#### ABOUT THIS TASK
Copy every line of the records below where the word "three" occurs.
START LISTED ENTRIES
PR #236, opened 2021-02-07
Map UI update fixes

vfurman-gh:
Fixes for issues discovered during testing map updates
* The isViewVisible workaround for mapbox crashes was not working as expected, as isViewVisible was false all the time (and not updating the map). Rather than fixing the expression for it, I tested on my devices without the workaround and the crash does not happen. I suggest we try to release without the workaround (this PR)
* Follow up to recent change to allow increasing frequency of position broadcast:  
** update gps wakeup frequency, otherwise we were sending the same position all the time.
** shorten period of owner updates according to broadcast frequency (I wish we had an independent period for owner updates..)
* Do not ignore position updates for our device
* Zoom map camera to user location only once, afterwards if user scrolls elsewhere, it becomes annoying.

### DIFF
--- a/app/src/main/java/com/geeksville/mesh/model/UIState.kt
+++ b/app/src/main/java/com/geeksville/mesh/model/UIState.kt
@@ -21,6 +21,7 @@ import com.geeksville.mesh.database.entity.Packet
 import com.geeksville.mesh.service.MeshService
 import kotlinx.coroutines.Dispatchers
 import kotlinx.coroutines.launch
+import kotlin.math.max
 
 /// Given a human name, strip out the first letter of the first three words and return that as the initials for
 /// that user. If the original name is only one word, strip vowels from the original name and if the result is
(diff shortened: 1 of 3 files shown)


geeksville:
great fixes!  Though I think I'd like to keep the isViewVisible for a bit longer.  Though with my (fairly recent ;-)) breakage of the test polarity fixed ;-)

This nasty hack only manifests in very occasional crashes of the mapbox native code.  I only received them via analytics from a 1%ish of usage.  So hard to reproduce on a particular machine.  But with the (original - working) version of this test the problem was fixed.

Btw: do you want access to see the crashlytics reports (no pressure)?  If so, what email should I send the invite to?

vfurman-gh:
OK, i'll send you another PR with isViewVisible re-resurrected, did not realize it was 1% case. I actually got the app frozen on the map view after a day of testing, perhaps it is related.
My email is vfurman@gmail.com

geeksville:
re: another change
no need - but please review my recent checkin and see if you think it looks
okay?

PR #238, opened 2021-02-08
Add a separate notification channel for messages

vfurman-gh:
* Split notification channel into 'service' and 'messages' notifications. With a separate channel, we can reasonably enable sounds for incoming messages, otherwise it will be too annoying, as service notifications are very frequent.
* Added deduping for service notifications to reduce their frequency, but in the end it proved not sufficient, so went for the split channel option.
* Provided separate "notification" methods for messages and service, to make things look cleaner.
* Removed recentReceivedTextPacket member, seemed a bit hacky.


geeksville:

https://meshtastic.discourse.group/t/message-notifications-channel/2443/1

PR #239, opened 2021-02-08
misc fixes

geeksville:


vfurman-gh (commented):
LGTM
Is this sufficient to resolve the crash? (Previously it was also checking isResumed)
If so, maybe a better name (isDestroyed)?

geeksville:
@vfurman-gh yes I think so, isResumed I think was unneeded.  thanks!

Issue #2077, opened 2025-06-11
[Bug]: blank secondary channel names are incorrect when editing channels


battlehax:
### What happened?

When going to Radio Configuration, then Channels, my channel name for LongFast, shows the name of my primary channel instead. When going to channels on the bottom bar, it shows correctly, but once I click edit, it's wrong again.

After some discussion, we determined that this doesn't happen when the channel is explicitly named "LongFast", only when the channel's name is blank. The proper way to set that up and name per platform is explained here <https://meshtastic.org/docs/configuration/tips/#creating-a-private-primary-with-default-secondary>

Further testing seems to reveal that sharing channel urls between devices and using the cli to backup/restore settings can blank the field.

![Image](https://github.com/user-attachments/assets/99e34d5d-b339-4857-bb67-f8deca8d9463)

![Image](https://github.com/user-attachments/assets/9af4d30c-be38-4b68-9979-6c0c879fa567)

### App Version

2.6.15

### Phone

Pixel 6a, Android 16

### Device

Heltec v3

### Firmware

2.6.5

### Relevant log output

```shell

```

### Code of Conduct

- [x] I agree to follow this project's Code of Conduct

b8b8:
Is it an issue when restoring channels with the QR code?

Restoring channels with the config backup (in android) hasn't worked for a while, but restoring the longfast secondary channel has always worked (for me) using the QR.

battlehax:
> Is it an issue when restoring channels with the QR code?
> 
> Restoring channels with the config backup (in android) hasn't worked for a while, but restoring the longfast secondary channel has always worked (for me) using the QR.

It should be okay when generating the QR code on Android. I will try to investigate if sharing a QR from an iOS device with a blank channel name to an Android device could cause this.

garthvh:
Every newly flashed device has a channel with a blank channel name, LongFast is not the actual channel name, the hash for a channel falls back to the Modem Preset if a name is not set.

Issue #2515, opened 2025-07-23
[Bug]: Wrong channel name appears in radio configuration


unhold:
### What happened?

I have the channel configuration
0: GilgaMESH
1: LongFast

In the Channels tab (and in Chrome) the channels appear correctly:
<img width="1080" height="958" alt="Image" src="https://github.com/user-attachments/assets/74c947bb-ddd2-4377-a542-01f0e1292440" />

However, in Radio configuration --> Channels section, "GilgaMESH" shows up twice:
<img width="487" height="1083" alt="Image" src="https://github.com/user-attachments/assets/bb7e9ee0-d4ad-4110-b510-07a47165d0a8" />

### App Version

2.6.30

### Phone

Pixel 9

### Device

Heltec Mesh Node T114 V2
Seeed Card Tracker T1000-E

### Firmware

2.6.11.60ec05e

### Relevant log output

```shell

```

### Code of Conduct

- [x] I agree to follow this project's Code of Conduct

PR #2668, opened 2025-08-09
Fix: Display the modem preset name when no channel name is present.

Robert-0410:
### Fix
-  #2515

It now displays the modem's preset name like in the screen with the QR. (Channel.kt)


DaneEvans:
closes #2077

PR #2692, opened 2025-08-12
revert(service): reverts a bunch of changes to MeshService.kt

jamesarich:
Connection logic refactoring was not going so well, lots of follow-on side effect issues - this reverts most `MeshService` connection and state logic back to 2.6.30.


jamesarich:
I'd like to try to go after this refactor again, but maybe after getting some tests in place 😓 .

Issue #2723, opened 2025-08-14
[Bug]: App does not apply window insets


poliver:
### What happened?

I suspect this has been overlooked since it's not very visible on newer versions of Android with gesture nav enabled. However it is prominent on API 26 or any device with 3 button nav enabled.

I'm applying a fix now. Just creating an issue to link back to.

### App Version

2.6.34

### Phone

Pixel XL emulator, API 26

### Device

N/A

### Firmware

N/A

### Relevant log output

```shell

```

### Code of Conduct

- [x] I agree to follow this project's Code of Conduct

b8b8:
<img width="1080" height="2424" alt="Image" src="https://github.com/user-attachments/assets/8409c5a5-39d2-46e7-87bb-896cd9cb9275" />

poliver:
Thanks, yea I should have specified that I observed it on the welcome screen.

b8b8:
As a fellow 3 button user and hater of gestures, I thank you.

PR #2734, opened 2025-08-15
fix(UI): Apply window insets on welcome screens

poliver:
Fixes https://github.com/meshtastic/Meshtastic-Android/issues/2723

I leveraged Material 3's `BottomAppBar`  (no custom styling) which provides window inset handling automatically. This does change the appearance slightly, but comments in the affected code gave me the impression that we're adhering to Material. Please let me know if I should revert the appearance changes, and I can update.

|Before (API 36, 3-button nav)|After (API 36, 3-button nav) |After (API 36, gesture nav)|
|-|-|-|
|||image|

| Before (API 26) | After (API 26) |
|------|-----|
|  |  |

### DIFF
--- a/app/src/main/java/com/geeksville/mesh/MainActivity.kt
+++ b/app/src/main/java/com/geeksville/mesh/MainActivity.kt
@@ -24,6 +24,7 @@ import android.content.pm.PackageInfo
 import android.content.pm.PackageManager
 import android.hardware.usb.UsbManager
 import android.net.Uri
+import android.os.Build
 import android.os.Bundle
 import android.widget.Toast
 import androidx.activity.compose.setContent
@@ -41,7 +42,6 @@ import androidx.compose.runtime.setValue
 import androidx.compose.ui.platform.LocalView
 import androidx.core.content.edit
 import androidx.core.net.toUri
-import androidx.core.view.WindowCompat
 import androidx.lifecycle.lifecycleScope
 import com.geeksville.mesh.android.BindFailedException
 import com.geeksville.mesh.android.GeeksvilleApplication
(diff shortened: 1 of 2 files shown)


app/src/main/java/com/geeksville/mesh/MainActivity.kt
```diff
@@ -93,7 +103,6 @@ class MainActivity :
             }
         }
 
-        WindowCompat.setDecorFitsSystemWindows(window, false)
```
poliver, line 96: The above call to `enableEdgeToEdge()` already does this.

app/src/main/java/com/geeksville/mesh/MainActivity.kt
```diff
@@ -78,7 +80,15 @@ class MainActivity :
...
     override fun onCreate(savedInstanceState: Bundle?) {
-        enableEdgeToEdge()
+        enableEdgeToEdge(
+            // Disable three-button navbar scrim on pre-Q devices
+            navigationBarStyle = SystemBarStyle.auto(Color.TRANSPARENT, Color.TRANSPARENT),
+        )
+        if (Build.VERSION.SDK_INT >= Build.VERSION_CODES.Q) {
+            // Disable three-button navbar scrim
+            window.setNavigationBarContrastEnforced(false)
+        }
```
poliver, line 90: The nav bar scrim generally looks bad and is only really suggested when above scrolling content. Disabling the scrim is [recommended ](https://developer.android.com/design/ui/mobile/guides/foundations/system-bars#button_modes)when the app has persistent bottom/nav bars.

DaneEvans:
Are you commenting your own PR? 

Looks good, both on the welome screen, and no issues in the rest of the app. 
Clean up the PR comments, and code comments and it's good to go.

poliver:
They are context comments for the reviewer. Not sure why is shows as me reviewing.

poliver:
Are you wanting me to remove the comments I added in `MainActivity`? That code's function is not immediately apparent without them.

poliver:
Or rather, it's not obvious that `enableEdgeToEdge(navigationBarStyle...` is a no-op on 29+, but I didn't specify that 😅

PR #2740, opened 2025-08-15
Feat/#2696 response to request metadata

DaneEvans:
Add response for metadata request. 

Working, The only question is if it's worth this amount of overhead. 
Will run spotless and detekt on it after initial review.


jamesarich (approved):
I like that this opens the door for other potential calls w/ callbacks that we can surface. I do wonder if the reaction/dialog should happen at a higher level, there's potential for a metadata request from the node list longpress menu too

jamesarich:
playing w/ this just gave me flashbacks from callback hell - i'm wondering if there's a way to tackle this in a more reactive/unidirectionally flowing way

DaneEvans:
I was wondering if we just set a flag - expecting a callback from (`traceroute`, `nodenum`) 
And if we get a matching packet within 60 seconds, we do the popup then. 

It wouldn't block UI, it'll reset fine if it doesn't get a response, it's more generalised etc

PR #2743, opened 2025-08-15
Decouple mesh service bind from `MainActivity`

poliver:
I took a stab at decoupling the `MeshService` bind logic from `MainActivity`. This is a refactor, and no behavior change is expected. `MainActivity` is now injected with a `MeshServiceClient` that observes the Activity lifecycle and handles binding `MeshService`.

There is one minor issue that I called out in the comments. `MeshServiceClient` cannot be injected with the default `LifecycleOwner` binding for `@ActivityScoped` due to a global `LifecycleOwner` provided in `ApplicationModule` taking precedence. The current workaround is to inject `Activity` (not ideal) and cast to `LifecycleOwner`. Qualifying the provider in `ApplicationModule` solves this issue, but would add a ton of scope to this PR.

### DIFF
--- a/app/src/main/java/com/geeksville/mesh/MeshServiceClient.kt
+++ b/app/src/main/java/com/geeksville/mesh/MeshServiceClient.kt
@@ -59,6 +59,8 @@ constructor(
         lifecycleOwner.lifecycle.addObserver(this)
     }
 
+    //region ServiceClient overrides
+
     override fun onConnected(service: IMeshService) {
         serviceSetupJob?.cancel()
         serviceSetupJob =
@@ -72,6 +74,10 @@ constructor(
         serviceSetupJob?.cancel()
         serviceRepository.setMeshService(null)
     }
+
+    //endregion
+
+    //region DefaultLifecycleObserver overrides
 
     override fun onStart(owner: LifecycleOwner) {
         super.onStart(owner)
@@ -91,6 +97,8 @@ constructor(
         owner.lifecycle.removeObserver(this)
         debug("Removed self as LifecycleObserver to $lifecycleOwner")
     }
+
+    //endregion
 
     private fun bindMeshService() {
         debug("Binding to mesh service!")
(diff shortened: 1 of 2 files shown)


app/src/main/java/com/geeksville/mesh/MeshServiceClient.kt
```diff
@@ -0,0 +1,113 @@
...
+constructor(
+    /**
+     * Ideally, this would be broken up into Context and LifecycleOwner. However, ApplicationModule defines its own
+     * LifecycleOwner which overrides the default binding for @ActivityScoped. The solution to this is to add a
+     * qualifier to the LifecycleOwner provider in ApplicationModule.
+     */
+    private val activity: Activity,
+    private val serviceRepository: ServiceRepository,
+) : ServiceClient<IMeshService>(IMeshService.Stub::asInterface),
+    DefaultLifecycleObserver {
```
poliver, line 49: Could potentially break this out into a separate observer class

app/src/main/java/com/geeksville/mesh/MeshServiceClient.kt
```diff
@@ -0,0 +1,114 @@
...
+        super.onDestroy(owner)
+        debug("Lifecycle: ON_DESTROY")
+
+        owner.lifecycle.removeObserver(this)
+        debug("Removed self as LifecycleObserver to $lifecycleOwner")
+    }
+
+    // endregion
+
+    @Suppress("TooGenericExceptionCaught")
```
poliver, line 103: This is how the exception was caught before, so suppressing to pass detekt

jamesarich: is there a more specific exception type to handle here?

poliver: I'm not sure. `.startService()` appears to branch on API level only to call the same method in both cases. It swallows an exception for only one of them 🤷

poliver: My intention was to leave the underlying logic alone., and just refactor it.

jamesarich (approved):

poliver:
Updated with `main`. Should be good for another go at the queue.

PR #2748, opened 2025-08-16
MVVM-ify logic to display app intro

poliver:
User action to show the app intro now propagates through `UIViewModel` instead of hoisting to the Activity. I also cleaned up some of the logic around accessing `ui_prefs`, which are already provided by `ApplicationModule` and injected into `UIViewModel`.


poliver:
@jamesarich I just noticed that both `"ui_prefs` and `"ui-prefs` are being used to key pref stores. This could be causing issues when used inconsistently. I can consolidate them, but these prefs will break for users on the next install until they are set again.

Fortunately, the other pref stores are keyed consistently.

I'm currently working on a type-safe pref repo structure (separate branch) to prevent these types of issues with prefs in the future. Should also ease any potential future transition to [Datastore](https://developer.android.com/topic/libraries/architecture/datastore) or KMP.

jamesarich (approved):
END LISTED ENTRIES
#### TASK SOLUTION
 /// Given a human name, strip out the first letter of the first three words and return that as the initials for
+            // Disable three-button navbar scrim on pre-Q devices
+            // Disable three-button navbar scrim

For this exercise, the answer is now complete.